Dirk Arnold, MD, PhD, medical director, Asklepios Tumour Biology Centre, discusses a phase 3 clinical trial investigating amivantamab in metastatic colorectal cancer.
The OrigAMI-2 study (NCT06662786) was designed to compare amivantamab, a novel bispecific antibody targeting EGFR and MET receptors, with standard chemotherapy to potentially improve treatment outcomes in patients with metastatic colorectal cancer (mCRC), says Dirk Arnold, MD, PhD, medical director, Asklepios Tumour Biology Centre.
The study was presented at the American Society of Clinical Oncology (ASCO) meeting.
This transcript was lightly edited; captions were auto-generated.
Transcript
What is the rationale for selecting amivantamab over cetuximab in this first-line setting, particularly given the bispecific EGFR-MET mechanism and prior approvals in lung cancer?
Amivantamab is an interesting drug, of course, for humans, which seem to be dependent from RAS regulation, as well as from MET and from other activities of targeted agents in combination with chemotherapy. And specifically, amivantamab in its mechanism of action, being free functional, so to say, being an anti-EGFR inhibitor, being a MET inhibitor, and next to these 2 targets, also via the FC [fragment crystallizable] region of this antibody, resulting in presenting some immune cell–directed activity, including antibody-dependent cytotoxicity. This makes this a highly interestingly attractive target for treatment of colorectal cancer, and we have seen this activity of this drug also in lung cancer, so mainly adenocarcinoma of the of the bronchus. Therefore, it's interesting to evaluate this in colorectal cancer. And in fact, it's not the very first thing which we are doing here.

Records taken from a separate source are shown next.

PR #156, opened 2024-12-15
feat(curves): add hinted is_on_curve check

manishbista28:
The G1 and G2 elements of groth16 proof need to be validated to be points on the curve. This PR requests adding hinted version of these scripts.

While non-hinted version of each of these were already present, this version is helpful because of the reduction in script size. For example, test_hinted_g2_affine_is_on_curve uses around 467K script size, while test_g2_affine_is_on_curve uses around 992K.

Unit tests added for each.

### DIFF
--- a/src/bn254/curves.rs
+++ b/src/bn254/curves.rs
@@ -1972,6 +1972,29 @@ impl G1Affine {
         }
     }
 
+    pub fn hinted_is_on_curve(x: ark_bn254::Fq, y: ark_bn254::Fq) -> (Script, Vec<Hint>) {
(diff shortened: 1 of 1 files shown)


manishbista28:
this check is only necessary at the beginning of the pairing algorithm.
G1 and G2 points should be validated to not be point at inf and are points on curve.
current chunker impl doesn't seem to use it.

manishbista28:
i'd suggest merging this as well.
chunker impl can get to it after higher priority [bugs](https://github.com/BitVM/BitVM/pull/163)  are dealt with.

When we now think about this phase 3 trial, we're coming from a phase 1/2 trial, which has been done in first- and second-line treatment, being a combination of this free functional antibody with doublet chemotherapy regimen in suitable patients for this treatment, and this means patients with metastatic colorectal cancer and RAS and BRAF wild-type status, because we do know that anti-EGFR treatments work best in this condition of patients. And this affects 50% of all mCRC patients, and that's the target population. We'll see it's a large number of patients. We have to improve treatment strategies for those patients, and most likely, these free functional antibodies may work better compared to the former standard of care, which is an anti-EGFR receptor antibody in combination with chemotherapy. I think it's worth to investigate it in this phase 3 trial, and that's now the plan of things which are on the way.